Billet de blog 23 juin 2018

Faire entendre l’histoire, hors de la tour d’ivoire

Un texte écrit par André Loez, historien, qui vient de créer un podcast destiné à faire connaître les travaux historiques récents ou anciens. Encore une initiative salutaire permettant de montrer l'actualité d'une histoire vivante en contrepoint de l'histoire réactionnaire qui domine encore l'espace public.

Laurence De Cock
Professeure d'histoire-géographie
Abonné·e de Mediapart

Ce blog est personnel, la rédaction n’est pas à l’origine de ses contenus.

Par André Loez

 S’il est bien un reproche que l’on ne peut plus adresser aux historien·ne·s, c’est celui de l’enfermement dans une tour d’ivoire académique. On pourrait le croire, à première vue, en voyant le succès médiatique insolent des bateleurs et charlatans de l’histoire, Bern, Ferrand ou Casali, ou encore la multiplication de chaînes Youtube se proposant de raconter l’histoire sur un mode ludique (et parfois très réussi) loin des codes universitaires. Rien de tout cela n’est entièrement nouveau, à vrai dire : l’histoire n’a jamais appartenu à la corporation des historiens, et d’André Castelot à Alain Decaux, la demande sociale d’une histoire familière, identifiée aux « grands » personnages, aux énigmes, complots ou batailles, a toujours garanti le succès d’une forme de vulgarisation facile à digérer.

 Ce qui semble plus nouveau, c’est la volonté, du côté des historien·ne.s, de ne pas laisser le champ totalement libre à ces discours, et d’intervenir de façon plus ouverte et créative dans l’espace public, sans renoncer aux spécificités critiques et réflexives du métier. Là encore, rien d’entièrement inédit : on se souvient de la forte implication de grands noms de la profession, tels Fernand Braudel, Georges Duby et Marc Ferro dans la production de documentaires télévisés, et pour ce dernier, de décryptage des images. Et, outre les innombrables conférences données dans des établissements scolaires et des médiathèques par des collègues, il existe également toute une tradition spécifique d’éducation populaire, pensant l’histoire comme outil d’émancipation, qu’illustrent, entre autres, les rencontres d’histoire critique, les conférences de Nantes histoire, ou les cours libres donnés tout récemment à Nuit Debout ou dans Tolbiac occupé.

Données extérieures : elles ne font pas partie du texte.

PR #1418, opened 2017-11-08
@eessex => Gucci metadata

kanaabe:
Addresses points in: https://waffle.io/artsy/publishing/cards/5a032dec1b23d70089e701fd

### DIFF
--- a/client/apps/settings/client/curations/gucci/test/section.test.js
+++ b/client/apps/settings/client/curations/gucci/test/section.test.js
@@ -24,7 +24,6 @@ describe('Section Admin', () => {
     thumbnail_image: 'http://thumbnail.jpg',
     email_image: 'http://emailimage.jpg',
     social_image: 'http://socialimage.jpg'
-
   }
 
   beforeEach(() => {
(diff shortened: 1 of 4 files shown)


eessex:
This would cover individual videos, I wonder if we want info for the series at large as well?

kanaabe:
Yess good idea. I'll add that in

client/apps/settings/client/curations/gucci/test/section.test.js
```diff
@@ -6,40 +6,64 @@ import ImageUpload from 'client/apps/edit/components/admin/components/image_uplo
...
+    thumbnail_image: 'http://thumbnail.jpg',
+    email_image: 'http://emailimage.jpg',
+    social_image: 'http://socialimage.jpg'
   }
 
+  beforeEach(() => {
+    props = {
+      section,
+      onChange: jest.fn()
+    }
```
eessex: Good call on putting the mock here

eessex:
Looks great, thanks!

 Mais ce sont les modalités même de l’intervention dans l’espace public qui sont repensées depuis une dizaine d’années, beaucoup d’universitaires prenant acte du recul (ou de la mutation, restons optimistes !) du lectorat en sciences humaines, et de l’inefficacité relative des modes les plus habituels de leur prise de parole, comme la pétition ou la tribune dans la presse. De plus en plus de collègues se saisissent d’outils et de lieux permettant de toucher d’autres publics que celui des pairs de la discipline. En ce domaine, comme en tant d’autres, Gérard Noiriel a ouvert des pistes et adopté des pratiques novatrices. Cofondateur, avec Michèle Riot-Sarcey et Nicolas Offenstadt, du CVUH dont l’un des buts était précisément de ne pas laisser sans réponses les instrumentalisations politiques de l’histoire les plus outrées, il a surtout développé, à partir du clown Chocolat, une hybridation très féconde entre théâtre, histoire, et intervention politique, afin de travailler autrement les questions de racisme, de catégorisation et d’immigration dont il est spécialiste.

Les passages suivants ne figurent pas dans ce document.